# A tale of two FR-Ss: Part ONE (Illusion Audio, Mosconi)



## simplicityinsound (Feb 2, 2007)

This is part I of a two part build log special, to read part II of a second FR-S, please click here: 

http://www.diymobileaudio.com/forum...wo-fr-ss-part-two-illusion-audio-mosconi.html

----------------------------------------------------------

It was the best of times, it was the worst of times...good in that Scion and Subaru have come together to release one of the most anticipated new sports cars in recent times, the bad? I haven't worked on any....until now. 

As anyone with a remote interest in cars will without a doubt be aware, the FR-S/BR-Z combo is a return to the original ideas of a Japanese sports car, lightweight, rear wheel drive, excellent balance, superb to drive despite a relative modest amount of power. 

As soon as I saw the vehicles in real life for the first time at an autoshow, I know that they will become hot sellers, and better yet, in the long standing tradition of both Subaru and Scion, they will become a hot bed for aftermarket modifications. Also along the lines of both brands, I suspected that their OEM stereo systems will leave a lot to be desired for with a great potential for improvement...after all, these are not hardcore track cars but vehicles that people can and would use as their daily driver.

As luck would have it, almost immediate after the cars became widely available, I received two separate inquiries from FR-S owners about having their vehicle done. (infact one of them did not even have his car yet at the time of contact)...

Right away, I thought about the design and product selection for them, and right away, a single brand jumped right to the top: Illusion Audio.

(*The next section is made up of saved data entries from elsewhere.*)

PR #963, opened 2020-05-18
feat: increase sessions in the pool in batches

olavloite:
Increase the number of sessions in the pool in batches of 25 (configurable) for better performance and less RPCs.

This also adds four benchmarks for to verify the working of the above change, and for comparison with other supported platforms. The simulated execution times and network latency is not intended to be 100% equal to a production situation, but to simulate a realistic and repeatable situation that can be used for multiple platforms.

### DIFF
--- a/src/session-pool.ts
+++ b/src/session-pool.ts
@@ -130,6 +130,8 @@ export interface SessionPoolInterface extends EventEmitter {
  *     any given time.
  * @property {number} [writes=0.0] Percentage of sessions to be pre-allocated as
  *     write sessions represented as a float.
+ * @property {number} [incStep=25] The number of new sessions to create when at
+ *     least one more session is needed.
  */
 export interface SessionPoolOptions {
   acquireTimeout?: number;
@@ -142,6 +144,7 @@ export interface SessionPoolOptions {
   maxIdle?: number;
   min?: number;
   writes?: number;
+  incStep?: number;
 }
 
 const DEFAULTS: SessionPoolOptions = {
@@ -155,6 +158,7 @@ const DEFAULTS: SessionPoolOptions = {
   maxIdle: 1,
   min: 0,
   writes: 0,
+  incStep: 25,
 };
 
 /**
@@ -615,7 +619,9 @@ export class SessionPool extends EventEmitter implements SessionPoolInterface {
    */
   _createSession(type: types): Promise<void> {
     const kind = type === types.ReadOnly ? 'reads' : 'writes';
-    const options = {[kind]: 1};
+    const options = {
+      [kind]: 1,
+    };
 
     return this._createSessions(options);
   }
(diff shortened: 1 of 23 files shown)


skuruppu:
Sorry @olavloite, I ran out of time to take a proper look at this. So it'll be next week before I get to this. Hope that it's ok.

src/session-pool.ts
```diff
@@ -813,9 +817,22 @@ export class SessionPool extends EventEmitter implements SessionPoolInterface {
       !this.isFull &&
       this._pending + this._pendingPrepare <= this._numWaiters
     ) {
+      let reads = this.options.incStep
+        ? this.options.incStep
+        : DEFAULTS.incStep!;
+      let writes = 0;
+      // Only create 1 write session at a time.
```
skuruppu, line 824: Is there a specific reason for this? Are we worried that we might overdo the number of write sessions and go over the write fraction?

olavloite:
> Thanks for this change @olavloite. I just had one minor question.
> 
> Another thought is the possibility of initializing the client with some sessions. As I understand it, default min sessions is 0 so I think we would wait for the first request before attempting to create sessions. Your change helps since at least now we won't be creating one session at a time when your default min sessions is zero. But maybe we can set min to something like 10 so the pool opens with something. Thoughts?

Yes, I do think it would be good to set a non-zero default value for `min` sessions. I've updated it to the suggested default of minimum 10 sessions. These sessions are created asynchronously when a new database is opened.

src/session-pool.ts
olavloite: The reasoning behind this is to keep it consistent with the current behavior of the node session pool, which treats the configured fraction for write sessions slightly different from what the Java and Go pools do. The basic working (at the moment) is:
1. Use the write fraction to determine the number of write sessions to create during the initial filling of the session pool. This means that if you configure `min=100` and `write=0.2` you'll end up with an initial session pool with 20 write sessions.
1. The write fraction is __not__ used to determine whether any further write sessions should be created when additional sessions are needed. Instead, write sessions are only created on-demand when the user application requests one, and there is none available in the pool. That is what is happening here.
1. A session that has been marked as a write session, either during the initial filling of the pool, or later because it was created on-demand, will remain a write session during the course of its lifetime. This means that the node session pool will maintain a number of write sessions, even if a write fraction of 0.0 (the default) has been configured, if the user application requires write sessions.

The last point is something we should consider a breaking change if we want to change it, but it is probably better not to change it at all. It is a very nice way of auto-configuring the number of write sessions in the pool.

#1031 further optimizes the way the pool maintains write sessions, but retains the behavior from point 3 above.

olavloite:
@skuruppu I figured out why the system tests (and emulator tests) were failing, and the reason behind it might also be a reason that it might not be a good idea to change the default for `min` to a non-zero value. The following lines of code is the normal way to create a new database:

```typescript
      database2 = instance.database(generateName('database'));
      const [, database2CreateOperation] = await database2.create({
        schema: `
        CREATE TABLE Albums (
          AlbumId STRING(1024) NOT NULL,
          AlbumTitle STRING(1024) NOT NULL,
          ) PRIMARY KEY(AlbumId)`,
      });
      await database2CreateOperation.promise();
```

The first line will however not only get a reference to the database, but it will also try to open a session pool for it. As the database at that moment does not yet exist, filling the session pool with sessions will fail. That is not a problem as long as the default for `min=0`, but once it is changed to a non-zero value, it will cause errors.

skuruppu:
@olavloite thanks for looking into changing the min sessions to be non-zero. That makes sense. The pool is initialized in the constructor but as you said, the database may not exist at that point.

So it makes sense to not change that here then.

I think we can get this working by moving the pool creation logic (conditionally) but that's for another time.

skuruppu:
I'd be happy for you to merge this in when you're ready.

The new Illusion Audio line from Orca: Untitled Document (site is coming soon) promises two things: great performance AND LIGHT WEIGHT. In the Lucent and Carbon lines, their Neodymium motors make them feathery compared to many other products of similar caliber...to me, this is a perfect theme match to the FR-S and BR-Z.

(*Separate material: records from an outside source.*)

PR #967, opened 2020-05-21
fix!: return API objects in streams

AVaksman:

Convert objects returned by streams to API objects.


skuruppu:
@olavloite since you've been looking into streams recently, would you be able to help review this?

olavloite:
@AVaksman Do I understand this correctly that the main feature change here is that these streams will now emit the data as Spanner (rich) client classes (e.g. `class Session`) instead of the generated gRPC objects (e.g. `interface ISession`)? Won't that break user code that currently relies on these streams returning the gRPC objects?

src/database.ts
```diff
@@ -1348,12 +1349,29 @@ class Database extends GrpcServiceObject {
...
+    const self = this;
+    const transform = function (
+      this: Transform,
+      chunk: databaseAdmin.spanner.v1.ISession,
+      enc: string,
+      callback: Function
+    ) {
+      const session = self.session(chunk.name!);
+      session.metadata = chunk;
+      this.push(session);
```
stephenplusplus, line 1362: I believe `callback(null, session)` would be our usual pattern.

AVaksman: This seems neater.
Thanks!

AVaksman:
> Do I understand this correctly that the main feature change here is that these streams will now emit the data as Spanner (rich) client classes (e.g. `class Session`) instead of the generated gRPC objects (e.g. `interface ISession`)? 

Yes, as streaming methods should emit same data as their callback cousins.

> Won't that break user code that currently relies on these streams returning the gRPC objects?

I believe this was missed in the previous PR #925 and this PR fixes it.

The documentation also sights the emitted data as Spanner (rich) client classes
```ts 
   * @returns {ReadableStream} A readable stream that emits {@link Session}
   *     instances.
---------------
   * @returns {ReadableStream} A readable stream that emits {@link Instance}
   *     instances.
---------------
   * @returns {ReadableStream} A readable stream that emits {@link Backup}
   *     instances.
---------------
   * @returns {ReadableStream} A readable stream that emits {@link Database}
   *     instances.
```

stephenplusplus:
> I believe this was missed in the previous PR #925 and this PR fixes it.

I would still call this breaking :( User code that worked will not work after this release.

AVaksman:
> I would still call this breaking :( User code that worked will not work after this release.

Adjusted the PR header
Thanks!

src/database.ts
```diff
@@ -1348,12 +1349,28 @@ class Database extends GrpcServiceObject {
...
+      chunk: databaseAdmin.spanner.v1.ISession,
+      enc: string,
+      callback: Function
+    ) {
+      const session = self.session(chunk.name!);
+      session.metadata = chunk;
+      callback(null, session);
+    };
+
+    return new pumpify.obj([
```
olavloite, line 1365: Sorry for the possibly stupid question here, but do we need to introduce `pumpify` for this? Would it not be just as easy (and one dependency less) to do something like the following:

```typescript
    const req = this.requestStream({
      client: 'SpannerClient',
      method: 'listSessionsStream',
      reqOpts,
      gaxOpts,
    })
      .on('error', e => req.destroy(e))
      .pipe(new Transform({objectMode: true, transform}));
    return req;
```

AVaksman: `pumpify` is used throughout the different clients as well ([bigtable](https://github.com/googleapis/nodejs-bigtable/blob/6d79c48a07111f6def752b636def22d17f748956/src/table.ts#L813), [storage](https://github.com/googleapis/nodejs-storage/blob/621e6f4723d48511c94f11cf0aa7d2bc20516b65/src/file.ts#L1738), [storage](https://github.com/googleapis/nodejs-storage/blob/621e6f4723d48511c94f11cf0aa7d2bc20516b65/src/file.ts#L1304)).

In case of using `pipe()` as `source.pipe(dest)` the source stream will not be destroyed if dest stream breaks, emits close,  or an error. `pumpify` ensures that source stream is destroyed.

olavloite: Sounds reasonable.

olavloite (approved):

JustinBeckwith:
@AVaksman @stephenplusplus @skuruppu  this PR is looking a little moldy :) What's the plan here?

AVaksman:
Just waiting for the next major release.

skuruppu:
The next major release will come in around a month's time. We're just gathering up all the breaking changes :)

PR #1049, opened 2020-05-27
feat: change default min sessions to 10

olavloite:
Sets the default for `min` in the session pool to 10.


olavloite:
Not needed.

In the end, the two FR-Ss had two distinct goals and budgets. The first one was on a slightly higher budget and will be using the higher end Illusion audio Carbon series, while the second car will be showcasing the still formidable potential of the Illusion Lucent series, both cars will be running Mosconi Gladen One amps for their size, weight, performance and price point, with the first car having about twice the amount of power as the second. Mosconi 6to8DSPs will be controlling both systems.

So, let us get started on the first car, shall we?

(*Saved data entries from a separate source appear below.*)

PR #1072, opened 2020-06-03
fix: update DELETE samples to match docs

### LINKED ISSUE #1071: Update the spanner_delete_data code sample to have examples for all the delete methods
The [Deleting rows in a table](https://cloud.google.com/spanner/docs/modify-mutation-api#python_2) section states:

Each client library provides multiple ways to delete rows:
- Delete all the rows in a table.
- Delete a single row by specifying the key column values for the row.
- Delete a group of rows by creating a key range.
- Delete rows in an interleaved table by deleting the parent rows, if the interleaved table includes ON DELETE CASCADE in its schema definition.

Node.js (and most languages) don't give examples of all of these methods.

skuruppu:
[Docs](https://cloud.google.com/spanner/docs/modify-mutation-api#deleting_rows_in_a_table) list a set of dot points on the multiple ways to perform deletes. The updated samples now contain these examples.

Fixes #1071 🦕

### DIFF
--- a/samples/crud.js
+++ b/samples/crud.js
@@ -156,7 +156,7 @@ async function deleteData(instanceId, databaseId, projectId) {
     }
     try {
       const [rowCount] = await transaction.runUpdate({
-        sql: 'DELETE FROM Singers WHERE SingerId >= 3',
+        sql: 'DELETE FROM Singers WHERE SingerId >= 3 AND SingerId < 5',
       });
       console.log(`${rowCount} records deleted from Singers.`);
       await transaction.commit();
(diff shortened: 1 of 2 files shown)


samples/crud.js
```diff
@@ -134,19 +134,57 @@ async function deleteData(instanceId, databaseId, projectId) {
...
+  // Deletes remaining rows from the Singers table and the Albums table,
+  // because Albums table is defined with ON DELETE CASCADE.
+  database.runTransaction(async (err, transaction) => {
+    if (err) {
+      console.error(err);
+      return;
+    }
+    try {
+      const [rowCount] = await transaction.runUpdate({
+        sql: 'DELETE FROM Singers WHERE true',
```
olavloite, line 177: Maybe we should add a comment here on why the `WHERE true` clause is added to the statement.

skuruppu: Good idea. Done.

This Whiteout colored model is already on its way to becoming a SEMA demo vehicle...when I received it, it was already perched on a set of AirRex air springs... So let us take a look at the car itself in 3 distinct ride heights 

Normal Driving:



















Fully Up for going over bumps and up steep driveways:



















Dropped all the way to the bottom:



















a side comparison of all three ride heights:










Obviously, with the air ride system came a big challenge for me, and that is to somehow incorporate the air suspension components into an already tiny trunk along with a full stereo system. Luckily, the AirRex system is quite compact and all self-contained with in a box, with only four air fittings and a set of power cables coming out of it...but as you can see in this picture, it is still taking up about half of the trunk:










The completely wireless controller did make it easy to integrate and control things from the front without having to wire in a switch panel.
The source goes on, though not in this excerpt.